Quando as luzes se apagam conta a história de uma entidade que aterroriza uma família local e que só pode ser vista nas sombras, porém desaparece quando iluminada. Através deste simples mecanismo de luz e sombra, o filme consegue causar os sustos e desenvolver um suspense. Devo confessar que costumo não gostar de filmes de terror, mas este foi uma boa exceção. Litros de sangue, mutilações e fantasmas carregados de computação gráfica costumam ser mais toscos que assustadores para mim, mas isso não ocorre neste filme.

Na maior parte da trama, Diana – a assombração fotofóbica – só é visualizada de maneira parcial, em silhuetas sombrias, de olhos brilhantes e sinistros. Porém é exatamente essa ausência do explícito, e o jogo bem feito entre luz e escuridão, que faz o espectador pular da cadeira diversas vezes.
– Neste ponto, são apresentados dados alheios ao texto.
PR #550, opened 2024-07-14
aqua-park implementation

MasakDirt:


app/main.py
```diff
@@ -1,25 +1,75 @@
...
+                 limitation_class: SlideLimitationValidator) -> None:
+        self.name = name
+        self.limitation_class = limitation_class
+
+    def can_access(self, visitor: Visitor) -> bool:
+        try:
+            self.limitation_class(visitor.age, visitor.weight, visitor.height)
+        except ValueError:
+            return False
+        return True
```
oliasymak24, line 80: Do you need `return True` after the exception block?

app/main.py
```diff
@@ -1,25 +1,75 @@
...
 class Slide:
-    pass
+    def __init__(self, name: str,
+                 limitation_class: SlideLimitationValidator) -> None:
+        self.name = name
+        self.limitation_class = limitation_class
+
+    def can_access(self, visitor: Visitor) -> bool:
+        try:
+            self.limitation_class(visitor.age, visitor.weight, visitor.height)
```
oliasymak24: To avoid incorrect assignment of arguments you can use keywords arguments.

app/main.py
```diff
@@ -1,25 +1,75 @@
...
+        self.name = name
+        self.age = age
+        self.weight = weight
+        self.height = height
 
 
 class SlideLimitationValidator(ABC):
-    pass
+    def __init__(self, age: int, weight: int, height: int) -> None:
+        self.age = age
```
oliasymak24: Pay attention to absctract __init__  method. Is it mandatory to define each attribute?

oliasymak24 (changes requested):
In general your code looks code but pay attention to some comments :)

app/main.py
MasakDirt: I think yes, if I return anything there would return None

app/main.py
MasakDirt: I think no)

MasakDirt:
> In general your code looks code but pay attention to some comments :)

Well, thanks but why on a platform you reject this task?)

app/main.py
```diff
@@ -1,25 +1,76 @@
...
+        super().__init__(age, weight, height)
+        self.age = age
+        self.weight = weight
+        self.height = height
 
 
 class Slide:
-    pass
+    def __init__(self, name: str,
+                 limitation_class: SlideLimitationValidator) -> None:
```
MNDonut: Read this message please
https://mate.academy/chats/244801?selectedMessageId=3129519

MNDonut (changes requested):

app/main.py
MasakDirt: I wrote implementation before I learn how to write params in methods/functions)

app/main.py
oliasymak24: You can put it directly to `try` block

oliasymak24 (approved):

PR #551, opened 2024-07-14
Solution py-aquapark

vldyu:


app/main.py
```diff
@@ -2,24 +2,82 @@
...
+        self.max_amount = max_amount
+
+    def __set_name__(self, owner: type, name: str) -> None:
+        self.protected_name = "_" + name
+
+    def __get__(self, instance: object, owner: type) -> int:
+        value = getattr(instance, self.protected_name)
+        return value
+
+    def __set__(self, instance: object, value: type) -> None:
```
pavlopro: So give a hint to developers that value should be an int value

app/main.py
```diff
@@ -2,24 +2,82 @@
...
+        self.height = height
 
 
 class ChildrenSlideLimitationValidator(SlideLimitationValidator):
-    pass
+    age = IntegerRange(4, 14)
+    weight = IntegerRange(20, 50)
+    height = IntegerRange(80, 120)
+
+    def __init__(self, age: int, weight: int, height: int) -> None:
```
pavlopro: Remove those `inits` definition in child classes

app/main.py
```diff
@@ -2,24 +2,82 @@
...
+            name: str,
+            limitation_class: SlideLimitationValidator
+    ) -> None:
+        self.name = name
+        self.limitation_class = limitation_class
+
+    def can_access(self, visitor: Visitor) -> bool:
+        try:
+            self.limitation_class(visitor.age, visitor.weight, visitor.height)
+        except ValueError:
```
pavlopro: How about `TypeError`?

pavlopro (changes requested):

pavlopro (approved):
Good Job!

PR #557, opened 2024-07-23
Solution

DSahalatyi:


app/main.py
```diff
@@ -2,24 +2,82 @@
...
 
 class IntegerRange:
-    pass
+    def __init__(self, min_amount: int, max_amount: int) -> None:
+        self.min_amount = min_amount
+        self.max_amount = max_amount
+
+    def __set_name__(
+            self,
+            owner: "SlideLimitationValidator",
```
MNDonut: don't use quotes, you can import annotations from future and it'll not show you errors

app/main.py
```diff
@@ -2,24 +2,82 @@
...
 
 
 class AdultSlideLimitationValidator(SlideLimitationValidator):
-    pass
+    age = IntegerRange(14, 60)
+    height = IntegerRange(120, 220)
+    weight = IntegerRange(50, 120)
+
+    def __init__(self, age: int, weight: int, height: int) -> None:
+        super().__init__(age, weight, height)
```
MNDonut: no need to call init if you just need to call super.init, it's called automatically

MNDonut (changes requested):

oliasymak24 (approved):
Good job!

PR #559, opened 2024-07-28
Honestly, I don't understand how to make this task some other way, bu…

BastovOleksandr:
Honestly, I don't understand how to make this task some other way, but I'm sure the current solution is wrong. I need to "chain" these validators and descriptors differently.
Moreover, I have used the IntegerRange descriptor in two child classes but not in the parent one, which could be more laconic and without code repeating.
And validate() methods are the same in both child classes....

### DIFF
--- a/app/main.py
+++ b/app/main.py
@@ -19,8 +19,7 @@ class IntegerRange:
         return getattr(instance, self.protected_name)
 
     def __set__(self, instance: SlideLimitationValidator, value: int) -> None:
-        if not (isinstance(value, int)
-                and self.min_amount <= value <= self.max_amount):
+        if not self.min_amount <= value <= self.max_amount:
             value = None
         setattr(instance, self.protected_name, value)
 
@@ -34,15 +33,17 @@ class Visitor:
 
 
 class SlideLimitationValidator(ABC):
-    def __init__(self, age: int, height: int, weight: int) -> None:
-        self.age = age
-        self.height = height
-        self.weight = weight
-
-    def validate(self) -> bool:
-        if self.age and self.weight and self.height:
-            return True
-        return False
+    def __init__(
+            self,
+            age: int = None,
+            height: int = None,
+            weight: int = None
+    ) -> None:
+        if all(isinstance(value, int) for value in (age, height, weight)):
+            self.age = age
+            self.height = height
+            self.weight = weight
+            self.approved = all((self.age, self.weight, self.height))
 
 
 class ChildrenSlideLimitationValidator(SlideLimitationValidator):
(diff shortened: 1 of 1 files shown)


app/main.py
```diff
@@ -1,25 +1,75 @@
...
+        self,
+        instance: SlideLimitationValidator,
+        owner: SlideLimitationValidator
+    ) -> int:
+        return getattr(instance, self.protected_name)
+
+    def __set__(self, instance: SlideLimitationValidator, value: int) -> None:
+        if not (isinstance(value, int)
+                and self.min_amount <= value <= self.max_amount):
+            value = None
```
MNDonut: Read this message please
https://mate.academy/chats/244801?selectedMessageId=3129519

app/main.py
```diff
@@ -1,25 +1,75 @@
...
+    height = IntegerRange(120, 220)
+    weight = IntegerRange(50, 120)
 
 
 class Slide:
-    pass
+    def __init__(
+        self,
+        name: str,
+        limitation_class: type
```
MNDonut: instead of type you can use SlideLimitationValidator because all your validators inherit from it

app/main.py
```diff
@@ -1,25 +1,75 @@
...
-    pass
+    def __init__(self, age: int, height: int, weight: int) -> None:
+        self.age = age
+        self.height = height
+        self.weight = weight
+
+    def validate(self) -> bool:
+        if self.age and self.weight and self.height:
+            return True
+        return False
```
MNDonut: this validate should check if visitor's age, height and weight is correct according to age height weight of this validator

app/main.py
```diff
@@ -1,25 +1,75 @@
...
+    def __get__(
+        self,
+        instance: SlideLimitationValidator,
+        owner: SlideLimitationValidator
+    ) -> int:
+        return getattr(instance, self.protected_name)
+
+    def __set__(self, instance: SlideLimitationValidator, value: int) -> None:
+        if not (isinstance(value, int)
+                and self.min_amount <= value <= self.max_amount):
```
MNDonut: It should just set value. as it's integer range class, values should be integers, thus check it

MNDonut (changes requested):

app/main.py
```diff
@@ -1,25 +1,75 @@
...
+    height = IntegerRange(120, 220)
+    weight = IntegerRange(50, 120)
 
 
 class Slide:
-    pass
+    def __init__(
+        self,
+        name: str,
+        limitation_class: SlideLimitationValidator()
```
oliasymak24: Do you need brackets here?

oliasymak24 (changes requested):

oliasymak24 (approved):

PR #562, opened 2024-08-02
Solution

Narberal90:


app/main.py
```diff
@@ -1,25 +1,78 @@
...
+    def __set_name__(self, owner: Any, name: str) -> None:
+        self.protected_name = "_" + name
+
+    def __get__(self, instance: Any, owner: Any) -> Any:
+        return getattr(instance, self.protected_name)
+
+    def __set__(self, instance: Any, value: int) -> None:
+        if self.min_amount <= value <= self.max_amount:
+            setattr(instance, self.protected_name, value)
+        else:
```
oliasymak24: you don't need this else, raise an error if not  self.min_amount <= value <= self.max_amount will be better

app/main.py
```diff
@@ -1,25 +1,78 @@
...
-    pass
+    def __init__(self, min_amount: int, max_amount: int) -> None:
+        self.min_amount = min_amount
+        self.max_amount = max_amount
+
+    def __set_name__(self, owner: Any, name: str) -> None:
+        self.protected_name = "_" + name
+
+    def __get__(self, instance: Any, owner: Any) -> Any:
+        return getattr(instance, self.protected_name)
```
oliasymak24, line 14: I thing this method will return a string

app/main.py
```diff
@@ -1,25 +1,78 @@
...
+        self.height = height
 
 
 class ChildrenSlideLimitationValidator(SlideLimitationValidator):
-    pass
+    age = IntegerRange(4, 14)
+    height = IntegerRange(80, 120)
+    weight = IntegerRange(20, 50)
+
+    def __init__(self, age: int, weight: int, height: int) -> None:
```
oliasymak24: You don't need here an __init__, check in other places too

app/main.py
```diff
@@ -1,25 +1,78 @@
...
+        self.age = age
+        self.weight = weight
+        self.height = height
 
 
 class Slide:
-    pass
+    def __init__(
+        self, name: str,
+        limitation_class: type(SlideLimitationValidator)
```
oliasymak24: just SlideLimitationValidator will be enough, without type

oliasymak24 (changes requested):

oliasymak24 (approved):

PR #563, opened 2024-08-04
Solution

zazmarga:


app/main.py
```diff
@@ -2,24 +2,72 @@
...
-    pass
+    def __init__(self, name: str,
+                 limitation_class: SlideLimitationValidator
+                 ) -> None:
+        self.name = name
+        self.limitation_class = limitation_class
+
+    def can_access(self, visitor: Visitor) -> bool:
+        class_visit = None
+        valid_adult = AdultSlideLimitationValidator(visitor.age,
```
vasylhnatiuk: reuse self.limitation_clas

vasylhnatiuk (changes requested):

app/main.py
zazmarga: I think so

app/main.py
```diff
@@ -2,24 +2,71 @@
...
+
+    def __init__(self, name: str, age: int, weight: int, height: int) -> None:
+        self.name = name
+        self.age = age
+        self.weight = weight
+        self.height = height
+        self.limitation_class_ch = (ChildrenSlideLimitationValidator
+                                    (self.age, self.weight, self.height))
+        self.limitation_class_ad = (AdultSlideLimitationValidator
+                                    (self.age, self.weight, self.height))
```
vsmutok: this attributes redundant here

app/main.py
```diff
@@ -2,24 +2,71 @@
...
+                == len(visitor.limitation_class_ad.__dict__)
+                == 3):
+            return True
+        if len(visitor.limitation_class_ad.__dict__) == 3:
+            class_visit = type(visitor.limitation_class_ad)
+        if len(visitor.limitation_class_ch.__dict__) == 3:
+            class_visit = type(visitor.limitation_class_ch)
+        if self.limitation_class == class_visit:
+            return True
+        return False
```
vsmutok: better use `try ... except` here

app/main.py
```diff
@@ -2,24 +2,71 @@
...
+        self.protected_name = "_" + name
 
-class Visitor:
-   pass
+    def __get__(self, instance: str, owner: str) -> int:
+        return getattr(instance, self.protected_name)
+
+    def __set__(self, instance: str, value: int) -> None:
+        if self.min_amount <= value <= self.max_amount:
+            setattr(instance, self.protected_name, value)
```
vsmutok: raise an error here if the data is not valid

vsmutok (changes requested):

app/main.py
```diff
@@ -2,24 +2,73 @@
...
+                return False
+        if (self.limitation_class.__name__
+                == "ChildrenSlideLimitationValidator"):
+            try:
+                ChildrenSlideLimitationValidator(visitor.age,
+                                                 visitor.weight,
+                                                 visitor.height)
+            except ValueError:
+                return False
+        return True
```
```suggestion
        try:
            self.limitation_class(visitor.age, visitor.weight, visitor.height)
            return True
        except ValueError:
            return False
```

app/main.py
```diff
@@ -2,24 +2,73 @@
...
+        self.age = age
+        self.weight = weight
+        self.height = height
 
 
 class Slide:
-    pass
+    def __init__(self, name: str,
+                 limitation_class: SlideLimitationValidator
+                 ) -> None:
```
```suggestion
    def __init__(
        self, name: str,
        limitation_class: Type[SlideLimitationValidator]
    ) -> None:
```

app/main.py
```diff
@@ -2,24 +2,73 @@
...
+        self.protected_name = "_" + name
 
-class Visitor:
-   pass
+    def __get__(self, instance: str, owner: str) -> int:
+        return getattr(instance, self.protected_name)
+
+    def __set__(self, instance: str, value: int) -> None:
+        if not self.min_amount <= value <= self.max_amount:
+            raise ValueError
```
```suggestion
            raise ValueError('some message')
```

vsmutok (changes requested):

app/main.py
zazmarga: Thanks, because before I couldn't understand why Pycharm gave me an error here: "elf.limitation_class(visitor.age, visitor.weight, visitor.height) - not callable"

EdAlekseiev (approved):

PR #564, opened 2024-08-04
Solution Politov

Alexandr-Politov:


app/main.py
```diff
@@ -1,25 +1,70 @@
...
 class AdultSlideLimitationValidator(SlideLimitationValidator):
-    pass
+    age = IntegerRange(14, 60)
+    height = IntegerRange(120, 220)
+    weight = IntegerRange(50, 120)
 
 
 class Slide:
-    pass
+    def __init__(self, name: str, limitation_class: callable) -> None:
```
oliasymak24: limitation_class has  SlideLimitationValidator type

oliasymak24 (changes requested):

app/main.py
Alexandr-Politov: but if I use this type, PyCharm underlines the following code and says, that it's type can be only callable
image

oliasymak24: Seems that there are some problem with Python version and Pycharm version, you can just push it like SlideLimitationValidator, I'll approve it)

oliasymak24 (approved):

PR #565, opened 2024-08-04
Solution

olena4reunited:


app/main.py
```diff
@@ -2,24 +2,69 @@
...
+    def __set_name__(self, owner: type, name: str) -> None:
+        self._protected_name = "_" + name
+
+    def __get__(self, instance: object, owner: type) -> int:
+        return getattr(instance, self._protected_name)
+
+    def __set__(self, instance: object, value: int) -> None:
+        if (self.min_amount <= value <= self.max_amount):
+            setattr(instance, self._protected_name, value)
+        else:
```
oliasymak24: You don't need this `else` here, better to raise an error it not (self.min_amount <= value <= self.max_amount)

oliasymak24 (changes requested):

oliasymak24 (approved):

PR #148, opened 2021-06-03
Fix targetness assignments in write copy phrase triggers

tab-cmd:
# Overview

Updated the write copy phrase triggers method to fix targetness assignment. Originally this was to accommodate inquiry preview, however, it also fixes an uncaught bug when writing the calibration trigger during the first inquiry.

## Ticket

https://www.pivotaltracker.com/story/show/178253198

## Contributions

- `_write_triggers_from_inquiry_copy_phrase`: updated to fix targetness assignment, adding typing, updated to f-strings
- `test_triggers`: added test for `_write_triggers_from_inquiry_copy_phrase`

## Test

- `make test-all`
- `make lint`
- `make bci-gui`: ran copy phrase in fake data mode

## Documentation

- Are documentation updates required? In-line, README, or [documentation](https://github.com/BciPy/bcipy.github.io)? Nope.

### DIFF
--- a/bcipy/helpers/triggers.py
+++ b/bcipy/helpers/triggers.py
@@ -145,61 +145,66 @@ def _write_triggers_from_inquiry_calibration(array: list,
     return trigger_file
 
 
-def _write_triggers_from_inquiry_copy_phrase(array,
-                                             trigger_file,
-                                             copy_text,
-                                             typed_text,
-                                             offset=None):
-    """
-    Write triggers from copy phrase.
+def _write_triggers_from_inquiry_copy_phrase(
+        triggers: list,
+        trigger_file: TextIO,
+        copy_phrase: str,
+        typed_text: str,
+        offset: bool = False) -> TextIO:
+    """Write triggers from copy phrase.
 
-    Helper Function to write trigger data to provided trigger_file. It assigns
-        target letter based on matching the next needed letter in typed text
-        then assigns target/nontarget label to following letters.
+    Helper Function to write trigger data to provided trigger_file in a copy phrase task.
+        It assigns target letter based on matching the next needed letter in typed text
+        then assigns target/nontarget label to following letters. It's assumed if offset
+        is true, only one record will be written (the offset_correction).
 
     It writes in the following order:
         (I) presented letter, (II) targetness, (III) timestamp
     """
-
+    # write the offset and return the file
     if offset:
         # extract the letter and timing from the array
-        (letter, time) = array
-        targetness = 'offset_correction'
-        trigger_file.write('%s %s %s' % (letter, targetness, time) + "\n")
+        (symbol, time) = triggers
+        trigger_file.write(f'{symbol} offset_correction {time}\n')
+        return trigger_file
 
+    spelling_length = len(typed_text)
+    last_typed = typed_text[-1] if typed_text else None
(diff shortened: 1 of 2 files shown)


bcipy/helpers/triggers.py
```diff
@@ -145,61 +145,66 @@ def _write_triggers_from_inquiry_calibration(array: list,
...
-        targetness = 'offset_correction'
-        trigger_file.write('%s %s %s' % (letter, targetness, time) + "\n")
-
+        (symbol, time) = triggers
+        trigger_file.write(f'{symbol} offset_correction {time}\n')
+        return trigger_file
+
+    spelling_length = len(typed_text)
+    last_typed = typed_text[-1] if typed_text else None
+    target_symbol = copy_phrase[spelling_length - 1]
```
lawhead, line 173: The copy_phrase task already computes the target symbol. I wonder if that should be provided as a parameter rather than computing it here. Or maybe we should factor out that code into a helper function. 

Also, with the copy phrase task method (`next_target`) we looked at the all of the spelled text, rather than just the last letter. That way if the phrase is 'HELLO' and they have spelled 'HEEL' the target would be backspace, rather than 'O'.

bcipy/helpers/triggers.py
```diff
@@ -145,61 +145,66 @@ def _write_triggers_from_inquiry_calibration(array: list,
...
+        elif 'bcipy_key_press' in symbol:
+            targetness = 'key_press'
+
+        # assign targetness to the core symbols
+        elif symbol == '+':
+            targetness = 'fixation'
+        elif target_symbol == symbol:
+            targetness = 'target'
+        else:
+            targetness = 'nontarget'
```
lawhead, line 204: We might want to factor out the symbol targetness labeling into its own helper function. Seems like it might be useful for other code.

What do you think about using a dict to store the mappings? It wouldn't capture all possible values of key press options but do we need that flexibility?

Something like:

    def symbol_targetness(symbol: str, target: str) -> str:
        if symbol == target:
            return 'target'
        labels = {
            'calibration_trigger': 'calib',
            'inquiry_preview': 'preview',
            'bcipy_key_press_space': 'key_press',
            'bcipy_key_press_escape': 'key_press',
            '+': 'fixation'
        }
        return symbol_labels.get(symbol, 'nontarget')

lawhead (approved):

bcipy/helpers/triggers.py
tab-cmd: This is an interesting point... I think we should talk more with the clinical team on how they determine correctness or targetness in this case. If we were going to report on copy phrase performance, for instance, would HEELO be 80% or  40% correct because there was no correction? Would then HEE<LLO be ~85%?

bcipy/helpers/triggers.py
tab-cmd: I agree with both of your points. I'm not sure about the key_press though since it could be any key on the keyboard (I believe?) For the sake of release, I will make a ticket to address this further. I think we can simplify this greatly!

bcipy/helpers/triggers.py
lawhead: I think this would be an interesting discussion for the language modeling team as well. It seems like the answer could depend on whether we're using letter vs word-based probabilities.

PR #149, opened 2021-06-04
calibration trigger refactor and cleanup

tab-cmd:
# Overview

Updated rsvp display to prevent calibration trigger from coming after the inquiry preview by encapsulating into _trigger_pulse(). Refactored the calibration trigger to use text and fixed uncaught bug with TriggerCallback/sound. Cleaned up static folder. Added tests. 

## Ticket

https://www.pivotaltracker.com/story/show/178007138

## Contributions

- `rsvp/display.py`: added `_trigger_pulse` method and ensured `first_run` was checked in both inquiry preview and do_inquiry. Update `core.wait` time. It was losing a single frame. 
- `helpers/stimuli`: updated `play_sound` to use the `TriggerCallback`. 
- `helpers/triggers`: added `CalibrationType`and surfaced some default paths. Added text calibration. Deprecate sound calibration.
- `static`: updated directory names to remove redundancy.

## Test

- make test-all
- I ran timing verification tasks with text, image, text + viewer to ensure it was still accurate and static offsets did not increase (they all hovered around .1s as expected).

A trilha sonora (ou a ausência dela) também é muito bacana e cria, com sucesso, uma atmosfera sombria. Na maioria das cenas o que se tem é um silêncio absoluto, cortado por rangidos, estalos e sussurros que arrepiam.

Mesmo trabalhando de maneira tão criativa com o medo do escuro, o enredo não acompanha, sendo bastante mediano. A narrativa conta a história de Rebecca (Teresa Palmer), que durante a infância acreditava ser perseguida por uma mulher e, anos mais tarde, vê seu irmão Martin (Gabriel Bateman) enfrentar o mesmo problema. Ambos descobrem que tal aparição tem ligação com o passado de sua mãe, porém a explicação da origem de Diana ficou confusa, com muitas lacunas a preencher.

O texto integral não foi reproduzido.